73.さらば村人
呪物を食らい、新たなる能力を獲得した。
じゃあもう用済みだ。帰るか。
俺が歩き出すと村長が呼び止めてきた。
「お待ちくだされ勇者様!」
「……俺は勇者じゃない。二度と間違えるな」
あのくそったれクラスメイトどもと同列に扱われ、俺は若干いらついていた。
背後の村長が少し息をのむのがわかった。……やりすぎちまったな。そこまで怒鳴りつけるきはなかったんだが。

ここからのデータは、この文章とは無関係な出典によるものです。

PR #538, opened 2022-04-26
Add panic handling and background analytics

0x2b3bfa0:
Cascade on #493

* Sends `panic` contents and stack trace as part of analytics
* Runs analytics in the background and waits `Timeout` seconds for them to complete on exit
* Honors the analytics kill switches from the specification
* Renames some environment variables

~[Question: is `?ip_policy=strict` needed?](https://iterativeai.slack.com/archives/C0249LW0HAQ/p1650371913116649?thread_ts=1649179052.132839&cid=C0249LW0HAQ)~ Yes, see https://github.com/iterative/terraform-provider-iterative/pull/538/commits/dc3f90c1904d07851f775fcc74687b4e52690321

~We may want to use a clean context for analytics so it doesn't get cancellation signals from Terraform.~ Yes, see https://github.com/iterative/terraform-provider-iterative/pull/538/commits/f4d153d8cb635f1d44bdb64380f76e1aae6dad11

### DIFF
--- a/iterative/utils/analytics.go
+++ b/iterative/utils/analytics.go
@@ -2,7 +2,6 @@ package utils
 
 import (
 	"bytes"
-	"context"
 	"encoding/hex"
 	"encoding/json"
 	"errors"
@@ -241,12 +240,11 @@ func SendJitsuEvent(action string, e error, extra map[string]interface{}) {
 		}
 	}
 
+	go send(JitsuEventPayload(action, e, extra))
 	wg.Add(1)
-	ctx, _ := context.WithTimeout(context.Background(), Timeout)
-	go send(ctx, JitsuEventPayload(action, e, extra))
 }
 
-func send(ctx context.Context, event interface{}) error {
+func send(event interface{}) error {
 	defer wg.Done()
 
 	body, err := json.Marshal(event)
@@ -254,7 +252,7 @@ func send(ctx context.Context, event interface{}) error {
 		return err
 	}
 
-	req, err := http.NewRequestWithContext(ctx, "POST", getenv("TPI_ANALYTICS_ENDPOINT", Endpoint), bytes.NewBuffer(body))
+	req, err := http.NewRequest(http.MethodPost, getenv("TPI_ANALYTICS_ENDPOINT", Endpoint), bytes.NewBuffer(body))
 	if err != nil {
 		return err
 	}
@@ -262,7 +260,8 @@ func send(ctx context.Context, event interface{}) error {
 	req.Header.Set("Content-Type", "application/json")
 	req.Header.Set("X-Auth-Token", getenv("TPI_ANALYTICS_TOKEN", Token))
 
-	resp, err := http.DefaultClient.Do(req)
+	client := &http.Client{Timeout: Timeout}
+	resp, err := client.Do(req)
 	if err != nil {
 		return err
 	}
--- a/iterative/utils/analytics.go
+++ b/iterative/utils/analytics.go
@@ -212,7 +212,7 @@ func JitsuEventPayload(action string, e error, extra map[string]interface{}) map
 
 	err := ""
 	if e != nil {
-		err = reflect.TypeOf(e).Name()
+		err = reflect.TypeOf(e).String()
 	}
 
 	payload := map[string]interface{}{
--- a/iterative/utils/analytics.go
+++ b/iterative/utils/analytics.go
@@ -234,9 +234,9 @@ func JitsuEventPayload(action string, e error, extra map[string]interface{}) map
 }
 
 func SendJitsuEvent(action string, e error, extra map[string]interface{}) {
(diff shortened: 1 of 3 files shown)


iterative/utils/analytics.go
```diff
@@ -22,8 +26,15 @@ import (
 	"golang.org/x/crypto/scrypt"
 )
 
+const (
+	Timeout  = 5 * time.Second
+	Endpoint = "https://telemetry.cml.dev/api/v1/s2s/event?ip_policy=strict"
+	Token    = "s2s.jtyjusrpsww4k9b76rrjri.bl62fbzrb7nd9n6vn5bpqt"
+)
+
```
DavidGOrtega, line 34: I do not get the `ip_policy=strict` issue/craziness. It was already set?!

iterative/utils/analytics.go
```diff
@@ -223,26 +233,59 @@ func JitsuEventPayload(action string, e error, d *schema.ResourceData) map[strin
...
+		if _, ok := os.LookupEnv(prefix + "_NO_ANALYTICS"); ok {
+			logrus.Debugf("analytics: %s_NO_ANALYTICS environment variable is set", prefix)
+			return
+		}
 	}
 
-	if _, ok := os.LookupEnv("DO_NOT_TRACK"); ok {
-		logrus.Debug("Analytics: DO_NOT_TRACK enabled")
-		return
-	}
```
DavidGOrtega, line 234: I prefer the well known `DO_NOT_TRACK` environment variable. If any change should be done our products should use it.

iterative/utils/analytics.go
0x2b3bfa0: It was because of [this conversation](https://iterativeai.slack.com/archives/C0249LW0HAQ/p1650371913116649?thread_ts=1649179052.132839&cid=C0249LW0HAQ).

0x2b3bfa0: Nevermind

iterative/utils/analytics.go
0x2b3bfa0: DVC uses `DVC_NO_ANALYTICS`, and in the specification we have `ITERATIVE_NO_ANALYTICS` as a general alternative. Disclaimer: it was me who wrote it. 😉

0x2b3bfa0: No strong opinions on naming, but please discuss this at the specification level so all the products use the same name.

iterative/utils/analytics.go
```diff
@@ -223,26 +233,59 @@ func JitsuEventPayload(action string, e error, d *schema.ResourceData) map[strin
...
+
+	req.Header.Set("Content-Type", "application/json")
+	req.Header.Set("X-Auth-Token", getenv("TPI_ANALYTICS_TOKEN", Token))
+
+	resp, err := http.DefaultClient.Do(req)
 	if err != nil {
-		logrus.Info("Analytics: failed sending event")
+		return err
+	}
+	defer resp.Body.Close()
```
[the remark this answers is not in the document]
0x2b3bfa0: Yes, and it behaves as expected. Note that `resp.Body.Close()` will only run if `err != nil` and not always.

iterative/utils/analytics.go
DavidGOrtega: yes `DO_NOT_TRACK` is [well known ](https://www.google.com/search?q=site%3Agithub.com+DO_NOT_TRACK)

0x2b3bfa0: https://consoledonottrack.com

iterative/utils/analytics.go
```diff
@@ -223,26 +233,59 @@ func JitsuEventPayload(action string, e error, d *schema.ResourceData) map[strin
...
+			return
+		}
 	}
 
-	if _, ok := os.LookupEnv("DO_NOT_TRACK"); ok {
-		logrus.Debug("Analytics: DO_NOT_TRACK enabled")
-		return
-	}
+	wg.Add(1)
+	ctx, _ := context.WithTimeout(context.Background(), Timeout)
```
dacbd, line 245: Without calling the returned cancel func doesn't this technically leak the context resources if the goroutine finishes before the timeout?

I don't think it much of a real issue since it will generally be terminating right after, ie this is never a long running process.

0x2b3bfa0: Resolved with https://github.com/iterative/terraform-provider-iterative/pull/538/commits/b305ad58e43d8731d1eb04ad41a835ac547f2d97 and getting rid of contexts. You're right about “leaking” the context resources for exactly 5 seconds, even if the goroutine finished a bit before.

0x2b3bfa0: Definitely not an issue, but we weren't using the cancel function anyway, so it's better to get rid of it in favor of the native timeout.

dacbd (approved):
LGTM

「しろ知ってるよ。お兄ちゃん、勇者にひどいことされたのっ。だから、同じ扱いされるの嫌なだけなのっ!」
……シロがなんだか釈明してる。別にそんなことしなくていいっつーの。
こいつらに好かれる気はサラサラないのだが。
「それは大変失礼しました。では、なんとお呼びすれば?」
「名前を聞いてどうする?」
「この村の子々孫々にまで、あなた様の偉業を言い伝えとして残そうと……」
俺は無視して立ち去る。
「お待ちを!」
「待たねえよ。いくぞ、シロ」
「うん!」
ぼんっ、とシロがフェンリル姿へと戻る。
俺はその背中にひらりと乗っかる。
「あ、あの! お礼を!」
「いらん、くどい。俺は別に金もアイテムもいらん。情報があるなら別だが」
「情報?」
「ああ。くそ勇者どもを探してる」
すると村長が言う。
「それなら、ここから少し北西に行った先に街があります。そこに勇者様……いや、勇者がいると聞いたことがあります」
……勇者がいる、だと。
そいつが木曽川かどうかはわからないが、勇者なら何か女神に関する情報を持ってるかも知れない。
「情報ありがとな」
「あ、あの……情報以外にもお渡しできるものが……」
「んなもん、いらねえよ」
貧乏人から金を取るほど人間終わってねえ。
シロが走り出す。
「ありがとうございます! フェンリルの主様!」
……どうやら名乗らなかったせいで、フェンリルの主扱になってる。
勘違いしてるんじゃねえよ。シロは家族だ。主従じゃないっつの。
……まあ、訂正すると面倒だし、さっさと帰ることにする。
「ありがとうございました~!」
背後で村人たちが俺たちに手を振っているのがチラッと見えた。が、別に無視して前を向く。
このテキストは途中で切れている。